そして、昨年、万博記念公園駅構内にて大阪モノレール様と当社でイベントを共催する中で「Expo2025 大阪・関西万博」に向けたラッピング列車「EXPO TRAIN 2025 大阪モノレール号」のイメージソングをご依頼いただき、今回楽曲をプロデュースすることになりました。
 
ーー「We are」には、4組のアーティストに加え、海外一般合唱参加者という形で世界各国出身の方々が参加されています。どういう考え、狙いで制作されましたか?
 
TATSUYA:まず、万博がテーマの楽曲ということもあり、サビに関しては日本人のみならず世界各国の方々が、言葉は分からずとも一度聴いただけで口ずさめるようなメロディーを意識して制作しました。

さらに、世界各国のより多くの方たちにこの曲を聴いていただきたいという思いがありました。

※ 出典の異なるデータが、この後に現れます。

PR #81, opened 2015-12-30
Resolve missing prototype warning

Nazg-Gul:
Makes compilation process less noisy even when using string compiler flags.


Nazg-Gul:
Needed to re-arrange some branches in own clone, re-submitted this pull-request as #302.

PR #82, opened 2016-01-08
Better support and documentation for CMake projects that consume glog

sergiud:
CMake adds an imported target with the namespaced alias `glog::glog`. Also, added initial CMake usage documentation.


sergiud:
@ukai Could you please merge this PR?

PR #88, opened 2016-03-04
Respect configured docdir

kekstee:
Avoid overriding the configured docdir inside the Makefile.
$(datarootdir)/doc/ may differ from $(prefix)/share/doc/


kekstee:
Signed.

PR #96, opened 2016-03-31
Update src/windows/glog/logging.h to ToT

mayah:
src/windows/glog/logging.h is not generated by the current source.
Let me run src/windows/preprocess.sh and update the source.


mayah:
I signed it!

PR #110, opened 2016-05-10
Fix compile error for clang++ on Linux

rcgoodfellow:
Hi,

I was unable to compile glog using clang++ on Linux due to GOOGLE_GLOG_DLL_DECL being treated as a symbol instead of a macro in demangle.h. This patch fixes the problem as simply as possible, I considered handling it at the configure.ac level, but figured that should be a decision for you guys.

Thanks!
~ ry

### DIFF
--- a/src/demangle.h
+++ b/src/demangle.h
@@ -72,6 +72,10 @@
 
 #include "config.h"
 
+#if defined(__linux__)
+  #define GOOGLE_GLOG_DLL_DECL
+#endif
+
 _START_GOOGLE_NAMESPACE_
 
 // Demangle "mangled".  On success, return true and write the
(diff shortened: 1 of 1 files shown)


rcgoodfellow:
I signed it!

rcgoodfellow:
Also, [here](https://gist.github.com/rcgoodfellow/5e9d385d9813c742312b6e86dbf6e1e4) is my build script for glog. The `autoreconf -i` is because I am using Ubuntu 16.04 which has a newer version of ac-local than the configure script in source is looking for.

sergiud:
This is not a clang specific issue. #116 fixes the problem.

PR #116, opened 2016-06-23
Fix autotools build.

pcc:
It looks like commit 3c49b93 modified the auto-generated file src/config.h.in
to add a definition of macro GOOGLE_GLOG_DLL_DECL. One of the autotools
reverts this change upon running "make", causing the build to fail when a
source file includes demangle.h.

To fix the problem, revert the change to src/config.h.in and include
glog/logging.h from demangle.h which provides a definition of that macro.


sergiud:
@ukai Please merge.

PR #123, opened 2016-09-15
Set sinks_ to NULL after deletion in LogDestination::DeleteLogDestinations

yying:
`LogDestination::DeleteLogDestinations` deletes `sinks_` but does not set the global to `NULL`. 

Further calls to `LogDestination::AddLogSink` will incorrectly use the stale `sinks_` pointer and potentially crash (https://github.com/google/glog/blob/master/src/logging.cc#L621).

This simple fix sets `sinks_` to `NULL` after the `sinks_` is deleted.


yying:
I signed it!

PR #148, opened 2016-12-30
support ISO-8601 timestamp format

leeyiw:
Some monitor system don't recognize glog's timestamp format. And currently glog don't print year. This MR add support for ISO-8601 timestamp format, and add an option: `FLAGS_iso8601format = 1;` which is default set to `false`.

### DIFF
--- a/src/logging.cc
+++ b/src/logging.cc
@@ -115,6 +115,8 @@ GLOG_DEFINE_bool(alsologtostderr, BoolFromEnv("GOOGLE_ALSOLOGTOSTDERR", false),
                  "log messages go to stderr in addition to logfiles");
 GLOG_DEFINE_bool(colorlogtostderr, false,
                  "color messages logged to stderr (if supported by terminal)");
+GLOG_DEFINE_bool(iso8601format, BoolFromEnv("GOOGLE_ISO8601FORMAT", false),
+                 "format messages' timestamp using ISO 8601 standard");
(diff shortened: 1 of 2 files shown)


leeyiw:
I signed it!

leeyiw:
@ukai Could this PR be merged?

src/logging.cc
```diff
@@ -1381,15 +1383,28 @@ void LogMessage::Init(const char* file,
...
+      stream() << setw(2) << 1900+data_->tm_time_.tm_year << "-"
+               << setw(2) << 1+data_->tm_time_.tm_mon << "-"
+               << setw(2) << data_->tm_time_.tm_mday
+               << "T"
+               << setw(2) << data_->tm_time_.tm_hour << ':'
+               << setw(2) << data_->tm_time_.tm_min << ':'
+               << setw(2) << data_->tm_time_.tm_sec
+               << (data_->tm_time_.tm_gmtoff >= 0 ? "+" : "-")
+               << setw(2) << ::labs(data_->tm_time_.tm_gmtoff)/(60*60) << ":"
+               << setw(2) << ::labs(data_->tm_time_.tm_gmtoff)%(60*60);
```
sergiud: `tm_gmtoff` is not available for MSVC and MinGW.

leeyiw: Is there any portable solution for `tm_gmtoff`?

PR #151, opened 2017-01-04
Port stack tracing to Windows

andschwa:
This set of patches implements the stack trace, symbolizer, and demangler for Windows, and their unit tests. It utilizes the Windows debugging APIs in `"Dbghelp.h"`. I'd like this to start being reviewed, but feel it probably needs some more unit tests and definitely needs to be integration tested. I'll also clean up the commits before it's applied. This _is_ a work in progress, with more up-to-date work on my [test branch](https://github.com/andschwa/glog/tree/test). I mostly need to fix how the stack trace reporting is called, as using the signal handler does not seem to result in the desired behavior on Windows.

/cc @hausdorff

### DIFF
--- a/CMakeLists.txt
+++ b/CMakeLists.txt
@@ -455,6 +455,11 @@ if (HAVE_EXECINFO_H)
   set (HAVE_STACKTRACE 1)
 endif (HAVE_EXECINFO_H)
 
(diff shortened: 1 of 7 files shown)


andschwa:
I signed it!

PR #153, opened 2017-01-10
cmake: do not hardcode relative install directories

sergiud:
The relative install directories are determined using the CMake `GNUInstallDirs` module. In particular, this allows to automatically determine the correct `lib` directory (`lib` vs `lib64` etc.).

### DIFF
--- a/CMakeLists.txt
+++ b/CMakeLists.txt
@@ -45,6 +45,7 @@ include (CMakePackageConfigHelpers)
 include (CPack)
 include (CTest)
 include (DetermineGflagsNamespace)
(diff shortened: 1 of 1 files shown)


sergiud:
@shinh Please merge.

andschwa:
Just curious, does this work as expected (or is at least compatible with) Windows?

andschwa:
(I'm guessing yes, because I doubt anyone uses the `install` target on Windows.)

sergiud:
It does. On Windows the commit won't make any difference. Under Linux, the correct suffix for `lib` will be detected automatically.

PR #847, opened 2026-09-01
feat: add hub filter to devices command

### LINKED ISSUE #588: [feat] Add a flag to the `devices` command to filter devices by which Hub they're joined to
**Is your feature request related to a problem? Please describe.**
My specific use-case is probably pretty niche, but I think this could be a valuable filter either way.

I have several locations where I have more than one hub, and I will often have the same devices joined to multiple hubs in the same location. This makes it challenging to determine exactly which device record to isolate when using `smartthings devices`.

Here are two examples of where this happens:

1. I have various LAN devices that will auto-join any time I trigger a "Scan Nearby" flavored discovery. I want to remove them from some of my hubs, but not all of them.
2. I frequently like to test the same device on multiple versions of hub-core by using different hub products. For example, I'll test things on the newest hubcore using my Aeotec v3, and I'll use my TV or ST Station hubs to test slightly older firmware.

**Describe the solution you'd like**
A `-H` flag or something similar to the capital H flag used in other commands to identify a Hub Device UUID that would only return devices that are joined to the given hub.

**Describe alternatives you've considered**

1. Put all of my hubs in different locations and filter by location

This doesn't work great because it's a lot of friction/moving around in the app that slows me down. Also, with more and more products having ST Hub functionality built-in, there is certainly going to be more occurrences for multiple hubs in the same location across the fleet. So there's potential value in getting ahead of that.

2. Doing my own filtering with `jq`

This gets me part way there. For example, I do have a one-liner I sometimes use that looks like this:

`st devices -p production -j | jq -r --arg hub $HUB_UUID '.[] | select(.parentDeviceId == $hub)'`

Where this falls down, though, is that I work with a lot of parent-child devices. This is only a top-level filter, meaning I'd have to craft a gnarly pipeline if I wanted to get all the devices joined to my hub *plus child devices*. Hence, the "entire device tree" in the issue title.

sungmpar:
## Summary

- add a long-form `--hub` filter to `devices` while preserving `-H` for `--health`
- match declared integration-specific hub IDs for DTH, LAN, Matter, Zigbee,
  Z-Wave, Edge Child, and Virtual devices
- include nested child devices by following parent-device ancestry
- preserve existing list filters, numeric-index selection, health, status, and
  verbose output behavior
- add comprehensive regression coverage and a patch changeset

## Root cause

The devices list API has no hub filter, and hub membership can span multiple
parent-device levels. The CLI previously forwarded only API-supported filters
and did not reconstruct device topology, so users with multiple hubs could not
isolate every device joined to one hub, especially nested child devices.

When another list filter narrows the candidates, the implementation loads one
unfiltered device list for ancestry lookup. Missing parents and cycles fail
closed, duplicate candidates are removed, and the selected hub itself is not
returned.

## Verification

- [x] `npm run test -- --runTestsByPath src/__tests__/commands/devices.test.ts --no-watchman` (20 of 20 tests passed)
- [x] `npm run build`
- [x] `node dist/src/run.js devices --help`
- [x] `npm run lint`
- [x] `npm run test -- --no-watchman` (175 suites and 1,577 tests passed)
- [x] `git diff --check`

The built help shows long-form `--hub`, retains `-H` for `--health`, and
includes a hub-filter example. The README generator ran during the build and
produced no tracked README change.

Verification used repository-native mocked devices; no live SmartThings account
or hardware mutation was performed.

Fixes #588

## Checklist

### DIFF
--- a/.changeset/swift-hubs-connect.md
+++ b/.changeset/swift-hubs-connect.md
@@ -1,0 +1,5 @@
+---
+"@smartthings/cli": patch
+---
+
+Add a hub filter to the devices command, including nested child devices.
--- a/src/__tests__/commands/devices.test.ts
+++ b/src/__tests__/commands/devices.test.ts
@@ -5,6 +5,7 @@ import type { ArgumentsCamelCase, Argv, Options } from 'yargs'
 import {
 	type Device,
 	type DeviceHealth,
+	type DeviceListOptions,
 	DeviceHealthState,
 	DeviceIntegrationType,
 	DevicesEndpoint,
@@ -70,6 +71,8 @@ describe('builder', () => {
 	outputItemOrListBuilderMock.mockReturnValue(argvMock)
 
 	const builder = cmd.builder as (yargs: Argv<object>) => Argv<CommandArgs>
+	const optionFor = (name: string): Options | undefined =>
+		(optionMock as OptionMock).mock.calls.find(([key]) => key === name)?.[1]
 
 	it('calls correct parent and yargs functions', () => {
 		expect(builder(yargsMock)).toBe(argvMock)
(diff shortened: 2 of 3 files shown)


sungmpar:
Hi @rossiam, I hope you're doing well.

Whenever you have a chance, would you or someone on the team be able to review this PR? It implements #588, and all CI checks are currently passing.

If everything looks good after review, I'd also appreciate it if it could be merged when convenient. If any changes or additional validation are needed, I'd be happy to make them.

Thank you very much for your time and consideration.

PR #480, opened 2026-07-23
feat(sync): bridge remote connect into polling engine

fujibee:
## Summary
- load per-team remote binding and 0600 credential artifacts directly in the polling engine
- remove ambient bearer-token authentication and keep private credentials out of argv, logs, and driver children
- align pairing exchange and self-revoke requests with the v1 protocol/team binding headers
- validate the complete canonical capability snapshot before committing onboarding state
- exercise real remote connect, two device credentials, message/read sync, retention resync, and revoke in the PostgreSQL E2E

## Compatibility
- plaintext-capable bindings need no separate sync configure step
- age-v1 keeps the explicit authenticated snapshot/checkpoint configure path; the engine refuses to synthesize authority state from the simpler onboarding key record
- branch remains Draft/unmerged for dogfood

## Verification
- remote onboarding Bats: 38 tests
- key Bats: 19 tests
- remote sync engine Node: 25 tests
- JSONL/SQLite/engine Bats: 41 tests
- PostgreSQL server/integration: 17 tests
- server typecheck and build

### DIFF
--- a/docs/remote-sync-dogfood.md
+++ b/docs/remote-sync-dogfood.md
@@ -5,21 +5,31 @@ local SQLite store first. It is intentionally branch-only and is not installed
 by the released core yet.
 
 Requirements: Node.js 22+, SQLite, jq, base64, and a provisioned team on the
-reference server. The bearer token is accepted only through
-`AGMSG_SYNC_TOKEN`; it is never stored in sync config or passed as an argument.
+reference server. Connect each device with its own single-use pairing token
+before starting the polling engine:
 
-Configure each machine (or each isolated dogfood store) with an explicit local
-plaintext policy:
+```sh
+printf '%s' "$PAIRING_TOKEN" | scripts/remote.sh connect \
+  --endpoint https://sync.example --token-stdin example-team
+```
+
+`remote.sh connect` stores the non-secret binding under
+`teams/<team>/config.json` and the device's bearer credential in a separate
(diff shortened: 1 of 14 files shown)


fujibee:
Closing: the code this branch was written against is no longer here.

Its subject was the pairing-exchange and self-revoke path — loading the per-team binding and credential artifacts in the polling engine, aligning `exchange` and `revoke` with the v1 headers. That whole path was removed in `2101fb2` ("remove the old pairing/credential path", #593); `scripts/remote.sh` on `integration/remote` now contains no `exchange` or `pairing` at all, and connect is authless.

Checked before closing, so this is not a guess about what would be lost:

- The tests unique to this branch — `--force` rebinding, revoke-before-rebind, credential-file mode, positional-token warnings — all exercise commands that no longer exist. `--force` appears zero times in the current `remote.sh`; `--token-stdin` and `revoke` survive only inside comments, one of which explains that there is no credential left to revoke.
- `tests/test_remote.bats` has 65 tests on `integration/remote` against 45 here, so nothing is traded away in coverage.
- The parts that were not about pairing — `bounded-copy.py`, `strict-jsonl.mjs`, `validate-protocol-header.py` — are already present upstream.

Rebasing would mean reconstructing the branch against an architecture it predates, for behaviour that was deliberately deleted. Reopening remains available if some piece of it is wanted later.

Issue #373, opened 2026-07-12
Atomic message consumption: prevent duplicate delivery and inject-failure loss with claim/ack


u-ichi:
## Problem

\`scripts/inbox.sh\` reads unread rows and marks them read as two separate SQL statements (a SELECT and an UPDATE, not a single atomic operation). This is fine for a single interactive reader, but it opens two gaps for any downstream that consumes messages non-interactively:

1. **Message loss on consumer failure.** Between the SELECT and the receiver actually delivering the message (paste into a TUI, HTTP POST, whatever), any crash or inject failure loses the row silently. \`inbox.sh\` has already run the UPDATE.
2. **Duplicate delivery under concurrent readers.** Two processes tailing the same inbox both see the same unread row; there is no primitive to atomically reserve one to a single owner.

This bites anyone building a receiver on top of agmsg: external delivery daemons, the grok-build monitor watcher (#245), the Codex Desktop wake-on-unread work (#263), the doctor/dashboard (#267), and — I hit it while wiring an external delivery daemon that pipes messages into a Grok TUI, which is what motivated the fix.

## Proposal

Add a small **claim / lease / ack** primitive next to \`inbox.sh\`, so any receiver can atomically reserve a message before consuming it:

- \`agmsg_claim_next(team, agent, owner, ttl)\` — inside a single \`BEGIN IMMEDIATE\` transaction, garbage-collect expired claims, \`INSERT OR IGNORE\` a claim for the next unread row belonging to (team, agent), return the claimed row. Concurrent callers with different owners can safely race here.
- \`agmsg_ack_claim(message_id, owner)\` — verify the owner still holds the claim, mark the message read, delete the claim.
- \`agmsg_release_claim(message_id, owner)\` — drop your own claim so another receiver can retry (used on inject failure).

Storage: a small \`claims\` table (\`message_id\` PK, \`owner\`, \`expires_at\`) added via \`CREATE TABLE IF NOT EXISTS\` so existing DBs upgrade in place. TTL means a crashed owner's claims become reclaimable on the next \`agmsg_claim_next\` call without any external janitor.

Semantics:
- inject failure → \`release\`, next poll retries. **No loss.**
- concurrent receivers → exactly one wins the claim. **No duplicate.**
- process crash → lease expires, next receiver reclaims. **Self-healing.**

## Scope

[...]

PR #486, opened 2026-07-24
fix(watch): mark monitor-delivered messages as read

u-ichi:
## Problem

`watch.sh` emits each new message to the Monitor stream and then advances its per-session watermark, but it does not update that message row's `read_at`. This leaves two conflicting states for the same message:

- the Monitor consumer has received the body and the watcher watermark says it was delivered;
- the database, unread counts, and a later inbox read still treat the row as unread.

We observed this through Grok Build's official Monitor path: the message body reached the Grok UI, while the corresponding `messages.read_at` remained `NULL`. A later unread query therefore could not distinguish that delivered row from a message that had never reached the Monitor stream. This affects any runtime using `watch.sh`, not only Grok.

## Reproduction

1. Start `watch.sh` for a registered agent and wait for its watermark file.
2. Send a new message to that agent.
3. Confirm that the message line appears on the watcher's stdout.
4. Query the emitted message row: `read_at` is still `NULL`, even though the watermark has advanced past its ID.

## Change

After stdout accepts a message line, `watch.sh` now updates `read_at` for that exact message ID. The watermark advances only after that update succeeds.

| Condition | `read_at` | Watermark | Watcher |
| --- | --- | --- | --- |
| stdout and DB update succeed | updated for the emitted row | advances to the row ID | continues |
| stdout is closed | unchanged | unchanged | exits |
| DB update fails | unchanged | unchanged | exits nonzero; the row is replayable after recovery |
| fresh watcher skips older history | unchanged for skipped rows | starts at current max ID | continues |

## Scope

`read_at` here means that the message was successfully emitted to the Monitor stream. It does not claim that the receiving agent completed or handled the work. This PR does not change the schema, dispatcher behavior, message claiming, agent-specific hooks, or historical-message replay policy.

## Tests

- successful stdout emission marks only the delivered row and advances the watermark
- a fresh watcher does not mark skipped historical rows as read
- closed stdout leaves the row unread and the watermark unchanged, then restart replays it
- a forced DB update failure exits nonzero, preserves the row and watermark, and replays after recovery
- `bash -n scripts/watch.sh`
- `git diff --check`

The Bats suite was not available locally; the equivalent delivery and failure scenarios above were run with an isolated SQLite database. GitHub CI runs the Bats suite on Ubuntu, macOS, and Windows.

### DIFF
--- a/scripts/watch.sh
+++ b/scripts/watch.sh
@@ -363,6 +363,18 @@ while true; do
           cleanup
           exit 0
         fi
+        # read_at records successful emission to the monitor stream. Update
+        # exactly this row only after stdout accepted the line, and before the
+        # watermark advances. If the write fails, leave the watermark in place
+        # so a restarted watcher can replay the row rather than losing it.
+        if ! agmsg_sqlite "$DB" "
+          UPDATE messages
+          SET read_at=strftime('%Y-%m-%dT%H:%M:%SZ','now')
+          WHERE id=$id;
+        " >/dev/null 2>&1; then
+          printf 'ERROR: cannot mark message %s as read\n' "$id"
+          exit 1
+        fi
         LAST="$id"
         persist_watermark
       done <<< "$ROWS"
--- a/tests/test_watch.bats
+++ b/tests/test_watch.bats
@@ -54,6 +54,13 @@ _max_message_id() {
     agmsg_sqlite "$(agmsg_db_path)" "SELECT COALESCE(MAX(id), 0) FROM messages;" )
 }
 
+_message_read_at() {
+  local id="$1"
+  ( # shellcheck disable=SC1090
+    source "$SCRIPTS/lib/storage.sh"
+    agmsg_sqlite "$(agmsg_db_path)" "SELECT COALESCE(read_at, '') FROM messages WHERE id=$id;" )
+}
+
 _wait_for_file() {
   local file="$1" i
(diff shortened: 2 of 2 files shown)


fujibee:
@u-ichi

Thank you for this, and for #373 — the diagnosis in both is correct: the watermark stops a watcher re-streaming a row but never touches `read_at`, so a later `inbox.sh` re-surfaces messages the monitor already delivered.

#439 was taken for this specific fix, and the reason is narrow rather than a judgement on the code here. A broad watcher (one with no `actas` name) subscribes to every role registered in the project, so marking `read_at` unconditionally lets it write read state for a role that has its own exclusive watcher — a leader's default watcher clobbering the read state an `actas`-ed member is responsible for. #439 carries the guard for that case and applies the same marking to the `ctrl:despawn` path so the two do not drift.

Worth saying plainly: #439 explicitly notes that this whole approach is a best-effort mark on local write success, not a delivery acknowledgement, and that a real guarantee needs the claim/ack redesign — citing your #373 as where that belongs. So the durable answer to this problem is the one you filed, not either of these two patches. Your independent diagnosis is also credited in the merge commit of #439.

Closing this one to keep a single implementation of the same behaviour. #372 and #373 are still open and are being looked at on their own merits; #372 adds interface surface, so it needs a more deliberate evaluation before anything is implemented, which is why it has not moved yet.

そこで、自社アーティストだけでなく海外の方々の声を合わせることでサビの部分により臨場感を出せたらと考えて、日本にお住まいの海外ご出身の方たちにもご参加いただく運びとなりました。
 
ーー楽曲提供以外にも、先日公開された「We are」のMVプロデュースを担当されました。TATSUYAさんは普段音楽制作を主に手掛けられていらっしゃいますが、音楽と映像プロデュースというコンテンツの違いによって、意識したイメージや考え方はありますか?
 
TATSUYA:普段、自社アーティストのMVも大体プロデュースしているのですが、本人の声やパフォーマンスも含め、楽曲が出来上がった時点でどういったものを映像で打ち出したいか頭の中でほぼ決まってることが多いんです。

なので、まずはその頭の中にあるイメージを監督に伝え、それを撮影までに本人やカメラマンにどうアウトプットするかを考えてます。

あとは、MVは1曲を通してイントロから撮影する訳ではなく、基本的にはバラバラに撮影することが多いんです。ですから、その箇所の歌詞の意味を踏まえた表情や仕草なんかも、その場で直接ディレクションしたりしますね。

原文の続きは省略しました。